Но вот и участок. На дворе заперли все ворота и прогнали посторонних.
— Но, Боже мой, что же это? Теперь бьют..... Ведь это я их довел до такого зверства. Какой ужас, ужас!
Ударили по лицу. Я упал. Потом плюют. Толкают сапогами. Раздели до нага. Бросили в грязный, вонючий, заблеванный блевотиной пьяных чулан. В нем ни лечь, ни встать во весь рост нельзя, так он был мал. Опять плевали в лицо. Старший городовой отобрал ключ к себе, чтобы не убили вовсе. Один пьяный ломился, чтобы задушить. Наступила страшная ночь. Разрывалась жизнь.
Они цветы мои сорвали
И растоптали все мечты...
Так пел я после об этом. Это верно, если только это понять. Да, растоптали те ложные, красивые мечты о себе, которыми мы опьянялись и скрывали от себя истину, ибо боялись взглянуть ей прямо в глаза. Страшное открытие сделал я в себе в эту ночь. Страшно вдруг стало то, что нет ничего страшного для меня. Ну, избили меня. Ну, чуть не убили. Ну, бросили сюда. А что же дальше? С ужасом, с сожалением, даже со слезами глядя на свое ничтожное, избитое тело. Но сознание мое было далеко. Разве били меня, это тело, а я-то что? И что мне нужно? Ни революции, ни бегства к сестре Маше. Ведь я же сам от этого всего отказался — там в канаве, когда сдался городовым. И не было никаких чувств во мне — ни негодования, ни злобы за то, что меня били. Какой же я человек тогда и революционер. Готов был пасть на колени перед ними в тот миг и целовать их ноги, чтобы только не били. Так страшно было за то, что в них вдруг увидел растоптанным их зверством. И голос, что это я их довел до этого. Городового подвел из-за какой-то пустой игры, сам не знаю из-за чего.
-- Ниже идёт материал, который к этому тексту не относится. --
Issue #6587, opened 2017-10-05
[SPI] Rework injecting of machine token into OpenShift machine


sleshchenko:
Multiuser module has `infrastructure/openshift` submodule where is located only  [MultiuserInstallerConfigProvisioner](https://github.com/eclipse/che/blob/spi/multiuser/infrastructures/openshift/src/main/java/org/eclipse/che/workspace/infrastructure/openshift/provision/installer/MultiuserInstallerConfigProvisioner.java) which set `USER_TOKEN` environment variable.
But it may make an impression that `multiuser` has different implementation of OpenShift infrastructure.

It is needed to create `MachineTokenProvider` in `che-core-api-workspace` module and move injection of `USER_TOKEN` env variable into `che/infrastructure/openshift` module. Then single user will have a `dummy` implementation for `MachineTokenProvider` and multi user che will have an implementation that provides machine token from [MachineTokenRegistry#getOrCreateToken](https://github.com/eclipse/che/blob/d2bfa4f7f49dcc232ef84df03de81e87df0b3661/multiuser/machine-auth/che-multiuser-machine-authentication/src/main/java/org/eclipse/che/multiuser/machine/authentication/server/MachineTokenRegistry.java#L65).

PR #6700, opened 2017-10-12
Added MachineTokenProvider interface with different implementations

sleshchenko:
### What does this PR do?
Adds MachineTokenProvider interface. There are different implementations for single and multiuser packagings. With these changes, there is no necessity to override anything for implementations of infrastructures in `che multiuser` assembly.

It also contains minor cleaning up of jpa tests and OpenShift provisioning.

https://github.com/eclipse/che/issues/6587


skabashnyuk (approved):

gazarenkov (approved):

akorneta (approved):

garagatyi (approved):

riuvshin (approved):

wsmaster/che-core-api-workspace/src/main/java/org/eclipse/che/api/workspace/server/hc/ServersChecker.java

Дразнил их. И опять ужас. А товарищи, а революция. А сестра Маша. Не изменил ли я им. Что скажут, если это увидят во мне. Где же свобода личности, за которую мы боремся. Мать, мать. Что бы было, если бы ты меня увидела здесь, сейчас. И старался возбудить в себе “благородные” чувства негодования, протеста. Но нет. Стать нищим, незнаемым, от всего отказаться, совлечься, целовать ноги у всех и плакать, и плакать всегда, как плачу сейчас. Это сладко.
На другой день повели в канцелярию. Исправник грубо издевался, допрашивая меня. Когда я заявил жалобу на то, что меня били, воскликнул:
— Помилуйте, да у вас прекрасный вид, — и довольно загоготал.
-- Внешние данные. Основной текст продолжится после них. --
PR #6705, opened 2017-10-12
Workspace start code cleanup

garagatyi:
### What does this PR do?
Moved async operations from WorkspaceManager to WorkspaceRuntimes
to have an async facility in one place instead of two.
Moved workspace start/stop logging from WorkspaceManager
to WorkspaceRuntimes since WorkspaceManager can not correctly log
them.
Improved logging of workspace start/stop including the addition of new logs.
Fixed logging of exception thrown by RuntimeInfrastructure on runtime
start/stop.
Fix docker image deletion bug on stop of a workspace.

Reopened #6639 since it was closed due to removal of the base branch

### DIFF
--- a/wsmaster/che-core-api-workspace/src/main/java/org/eclipse/che/api/workspace/server/WorkspaceRuntimes.java
+++ b/wsmaster/che-core-api-workspace/src/main/java/org/eclipse/che/api/workspace/server/WorkspaceRuntimes.java
@@ -10,12 +10,14 @@
  */
 package org.eclipse.che.api.workspace.server;
 
+import static com.google.common.base.MoreObjects.firstNonNull;
 import static java.lang.String.format;
 import static java.util.Objects.requireNonNull;
 import static org.eclipse.che.api.core.model.workspace.WorkspaceStatus.RUNNING;
 import static org.eclipse.che.api.core.model.workspace.WorkspaceStatus.STARTING;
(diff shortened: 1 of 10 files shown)


wsmaster/che-core-api-workspace/src/main/java/org/eclipse/che/api/workspace/server/WorkspaceRuntimes.java
```diff
@@ -305,25 +339,75 @@ public void stop(String workspaceId, Map<String, String> options)
...
+      try {
+        state.runtime.stop(options);
+
+        // remove before firing an event to have consistency between state and the event
+        runtimes.remove(workspaceId);
+        LOG.info(
+            "Workspace '{}/{}' with id '{}' stopped by user '{}'",
+            workspace.getNamespace(),
+            workspace.getConfig().getName(),
+            workspace.getId(),
```
sleshchenko: Use `workspaceId` here and below

sleshchenko (approved):

akorneta (approved):

skabashnyuk (approved):

wsmaster/che-core-api-workspace/src/main/java/org/eclipse/che/api/workspace/server/WorkspaceRuntimes.java
garagatyi: fixed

Вы, обратился он к надзирателю, который первый сшиб меня с ног и плевал в лицо. Вы, он говорит, его ударили.
И опять захохотал.
— Никак нет, ваше благородие. Когда ж это у нас бывает.
Я так и замер. Такой наглой лжи, такой дерзости я еще никогда не видел. Но опять только ужас, ужас за тех людей, которых видел, и за то, что в них. И не знаю, а мне-то что. Ужели мне нужно возмущаться за себя, обижаться на них.